In teaching students these habits, it is useful to show an example that allows them to see the difference for themselves. Lesson uses the example of code used to draw a pentagon, which could alternative look like this:
for [1..5] fd 100 rt 72
or like this:
#draw a pentagon points = 5 sideLength = 100 for [1..points] fd sideLength rt 360/points
The latter shows more of the logic. It allows the coder to quickly and confidently change the program to any number of points, and also gives greater insight into the logic of the computations. This latter advantage becomes increasingly important the more complicated the computation or lengthy the script.
True, there is a tradeoff: the better-documented code takes more effort to write. However, the benefits of good style habits will outweigh the costs in the long run, as students begin to write longer and more complicated scripts that involve many different parts.
Technicalities
Increment and decrement operators
Two additional operators useful when adding or subtracting 1 from a numeric value are the increment operator and the decrement operator, denoted ++
and --
. For novice coders, these expressions are useful when used as stand-alone statements. For example, myVar++
is equivalent to myVar = myVar + 1
.
++
and --
can also be used in more complicated ways. They can be embedded in other expressions. Additionally, they can also be placed before a variable name, which impacts the execution of the resulting expression: putting ++
before the variable name increments the value before its value is evaluated in an expression, while putting ++
after the variable increments it after it is evaluated. An illustration of how placement of the increment operator affects computations is provided here. The difference is nuanced and is a source of significant confusion even for higher-level coders.
Fundamental data types
In Coffeescript, as in Javascript, variables point to one of seven fundamental data types. In this book, we will explicitly work with Boolean, Null, Number, String, and Object types. The Boolean, String, and Object types will each be addressed directly in subequent lessons. The concept of data types, more generally, will be explicitly addressed beginning with the Date Objects! lesson.

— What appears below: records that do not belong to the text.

PR #993, opened 2016-05-06
[REEF-1379] Add a fluid interface to EvaluatorRequestor

wonook:
This PR:
- extends `EvaluatorRequest.Builder` under `EvaluatorRequestorImpl` with a
  `submit()` method
- enables the newly implemented builder to be created with the `newRequest()` method
- changes examples under `reef-examples` to use the new method

JIRA: [REEF-1379](https://issues.apache.org/jira/browse/REEF-1379)
resolved

### DIFF
--- a/lang/java/reef-common/src/main/java/org/apache/reef/driver/evaluator/EvaluatorRequest.java
+++ b/lang/java/reef-common/src/main/java/org/apache/reef/driver/evaluator/EvaluatorRequest.java
@@ -20,6 +20,7 @@ package org.apache.reef.driver.evaluator;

Javascript is said to use weak typing because the data type for a variable can change. (Contrast this with the behavior of a language like Java, in which a variable must be declared with a specific type, and once declared, cannot be changed. This is known as strong typing.) The Javascript typeof
function can be used to determine what type of data a variable currently references, as illustrated by the this script.
undefined
The process of creating a variable actually involves two steps: declaring the variable (giving it a name), and initializing it (assigning it a value). Javascript makes these steps explicit, through use of the var
keyword, as illustrated in the following example.
var x = 5; // x has type number and a value of 5 var y; // y is has type undefined and value undefined
The takeaway from the preceding illustration is that in Javascript, if you don't initialize that variable in the same statement as the declaration, the variable will be (for the time being, anyway) undefined
. undefined
is a special data type with the specific role of identifying variables that have not been assigned a value, and therefore is not one of the other data types, such as number, string, or object.
CoffeeScript does away with the JavaScript var
keyword. However, it is possible to create variables that are not assigned a value, but one must do it explicitly:
y = undefined
Students are unlikely to generate undefined variables themselves, but they will undoubtably encounter error messages about undefined variables at some point.